------ Data shown ------

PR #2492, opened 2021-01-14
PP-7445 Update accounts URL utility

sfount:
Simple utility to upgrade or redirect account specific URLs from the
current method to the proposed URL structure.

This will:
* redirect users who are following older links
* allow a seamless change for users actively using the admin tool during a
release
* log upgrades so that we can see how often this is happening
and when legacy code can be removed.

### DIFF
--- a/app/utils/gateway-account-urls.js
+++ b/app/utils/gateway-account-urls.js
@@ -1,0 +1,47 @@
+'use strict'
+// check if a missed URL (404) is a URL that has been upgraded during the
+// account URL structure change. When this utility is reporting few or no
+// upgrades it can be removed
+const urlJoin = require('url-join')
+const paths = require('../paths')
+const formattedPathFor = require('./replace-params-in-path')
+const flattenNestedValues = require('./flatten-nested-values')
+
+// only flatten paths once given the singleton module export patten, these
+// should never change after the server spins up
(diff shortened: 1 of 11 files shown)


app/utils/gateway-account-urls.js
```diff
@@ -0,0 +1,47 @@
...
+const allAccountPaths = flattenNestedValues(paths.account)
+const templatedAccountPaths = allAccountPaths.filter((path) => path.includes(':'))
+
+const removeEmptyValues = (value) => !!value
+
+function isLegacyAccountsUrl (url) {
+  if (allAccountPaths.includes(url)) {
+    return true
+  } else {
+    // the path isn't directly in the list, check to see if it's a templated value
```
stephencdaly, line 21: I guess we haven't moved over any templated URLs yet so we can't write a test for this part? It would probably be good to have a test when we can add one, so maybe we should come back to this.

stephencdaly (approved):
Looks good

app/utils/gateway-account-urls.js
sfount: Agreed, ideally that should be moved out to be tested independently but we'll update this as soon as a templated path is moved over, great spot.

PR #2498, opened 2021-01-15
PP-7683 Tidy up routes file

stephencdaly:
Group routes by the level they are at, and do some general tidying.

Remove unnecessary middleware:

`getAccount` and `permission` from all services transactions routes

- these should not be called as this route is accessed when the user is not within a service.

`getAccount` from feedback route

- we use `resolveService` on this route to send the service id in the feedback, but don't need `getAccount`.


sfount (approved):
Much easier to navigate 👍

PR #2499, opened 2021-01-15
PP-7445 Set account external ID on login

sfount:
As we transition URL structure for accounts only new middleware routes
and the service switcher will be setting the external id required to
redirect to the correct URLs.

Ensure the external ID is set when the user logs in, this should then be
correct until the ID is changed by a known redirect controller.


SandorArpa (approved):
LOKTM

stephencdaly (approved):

------

Exercise details: In the reply, include exactly the lines from the beginning of the entries above through the line holding "this is happening", and nothing besides.

Exercise response:
PR #2492, opened 2021-01-14
PP-7445 Update accounts URL utility

sfount:
Simple utility to upgrade or redirect account specific URLs from the
current method to the proposed URL structure.

This will:
* redirect users who are following older links
* allow a seamless change for users actively using the admin tool during a
release
* log upgrades so that we can see how often this is happening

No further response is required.